TASK OBJECTIVE — Look below. Copy each line that has "uploads" in it.

[Collected data]

Issue #1732, opened 2026-08-25
ci: macOS desktop release pipeline — DMG (unsigned CI artifact + gated Developer-ID sign/notarize for public releases)


oxoxDev:
## Summary
Net-new CI pipeline to package the OpenCompany Tauri desktop app as a **macOS DMG**. No desktop packaging exists today (`ci.yml` compiles `src-tauri` on ubuntu but never runs `tauri build`; `release.yml` builds the server; `deploy-staging` is the tenant image). Templated on openhuman's `build-desktop.yml` + `scripts/release/sign-and-notarize-macos.sh` / `repackage-dmg.sh`, scoped down (OC uses system WebKit/wry, no CEF, host embedded in-process).

## Behavior
- New `.github/workflows/release-desktop-macos.yml`, `workflow_dispatch` (inputs: `tag`, `sign` bool default false, `create_release` bool). macos-latest, **arm64 first** (`aarch64-apple-darwin`); x86_64/universal deferred.
- Steps: checkout (submodules) → `scripts/ci/init-vendored-submodules.sh` → rust toolchain + target → node (`frontend/.nvmrc`) → `npm ci && npm run build` in `frontend/` → `cd src-tauri && tauri build --target aarch64-apple-darwin` → **(sign=true only)** Developer-ID codesign (hardened) → notarize (`notarytool --wait`) → staple → repackage DMG → notarize+staple DMG → upload artifact / attach to Release.
- **Unsigned by default** (Actions artifact, for CI/internal). **Signed+notarized only when `sign=true` AND the `APPLE_*` secrets are present** (validated, fails fast if requested-but-missing). Never ship an unsigned DMG to a public release.

## New repo assets
- the workflow; a `bundle.macOS` block in `src-tauri/tauri.conf.json` (entitlements, `minimumSystemVersion`); `src-tauri/entitlements.plist` (hardened runtime, non-sandboxed: `network.client` + `network.server` only — server binds the loopback embedded host, client for platform/tenant/SSH); ported+simplified sign/notarize + repackage scripts (CEF/sidecar branches dropped).

## Secrets (Phase 2, admin action — NOT in repo yet)
[...]

PR #1812, opened 2026-08-26
ci(release-desktop-macos): matrix-build arm64 + x86_64 DMGs

oxoxDev:
## Summary

Adds `x86_64-apple-darwin` (Intel) to the macOS DMG release pipeline. The single-target `build` job in `release-desktop-macos.yml` is now a `strategy.matrix.target` over `[aarch64-apple-darwin, x86_64-apple-darwin]`, so one dispatch produces both an Apple-Silicon and an Intel DMG.

- `fail-fast: false` — one leg's failure never cancels the other; a partial success still publishes.
- `runs-on: macos-latest` (arm64) cross-compiles the Intel target once `rustup target add` installs it.
- Every hardcoded `aarch64-apple-darwin` replaced with `${{ matrix.target }}` (toolchain `targets:`, `rustup target add`, `tauri build --target`, and the `TARGET` env that drives `bundle_dir`).
- New **Name DMG per target** step renames the bundle to `<base>_<target>.dmg` — Tauri names both DMGs identically (productName + version), so without this the two artifacts/Release assets would collide. The notarization staple lives inside the `.dmg`, so renaming the file on disk preserves it.
- Per-target-distinct publishing: Actions artifact `opencompany-macos-${{ matrix.target }}-dmg`; Release asset name derives from the per-target filename, so both attach to one Release.

Signing/notarization gating (`Guard release-requires-signing`, `if: inputs.sign`) and all SHA-pinned `uses:` are unchanged — they now run per matrix leg.

## API Or Behavior Changes

None (CI workflow only). One dispatch now emits two DMGs instead of one.

## Tests

CI-only change — no local Rust gates apply. Validated:

- [x] `actionlint` clean on the workflow
- [ ] Live matrix run — not possible pre-merge: `workflow_dispatch` resolves on the default branch, so the matrix run can only be dispatched after this lands on `main`.

## Documentation

The header comment block in the workflow is updated to describe the two-target matrix.

## Related

Part of #1732 (macOS DMG packaging).

## Summary by CodeRabbit

* **New Features**
  * Added macOS builds for both Apple Silicon and Intel devices.
  * Release downloads now include clearly labeled, architecture-specific DMG files.
  * Both macOS builds are uploaded as separate release assets and artifacts.

### DIFF
--- a/.github/workflows/release-desktop-macos.yml
+++ b/.github/workflows/release-desktop-macos.yml
@@ -1,7 +1,9 @@
 # Issue #1732. Package the OpenCompany Tauri desktop shell as a macOS DMG.
 #
-# By default this produces an UNSIGNED arm64 (aarch64-apple-darwin) .dmg and
-# uploads it as an Actions artifact — the fast path for internal / CI builds.
+# A matrix runs both macOS targets — arm64 (aarch64-apple-darwin) and Intel
+# (x86_64-apple-darwin) — so one dispatch produces both DMGs. By default each
+# leg produces an UNSIGNED .dmg and uploads it as a per-target Actions
+# artifact — the fast path for internal / CI builds.
 # Developer-ID signing + Apple notarization is GATED behind the `sign` input
 # and the presence of the six APPLE_* secrets; only a signed+notarized DMG is
 # ever attached to a GitHub Release (`create_release`). An unsigned DMG never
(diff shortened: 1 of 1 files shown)


oxoxDev:
Superseded by #1813 (sanil-23), which does the x86_64 matrix leg plus removes the `acp`/`composio` feature gates and mirrors the Desktop CI lane. Closing this in favor of that broader, approved PR. Branch `ci/desktop-macos-dmg-x86_64` left on the fork; no further action here.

PROBLEM SOLUTION —
-# uploads it as an Actions artifact — the fast path for internal / CI builds.
+# leg produces an UNSIGNED .dmg and uploads it as a per-target Actions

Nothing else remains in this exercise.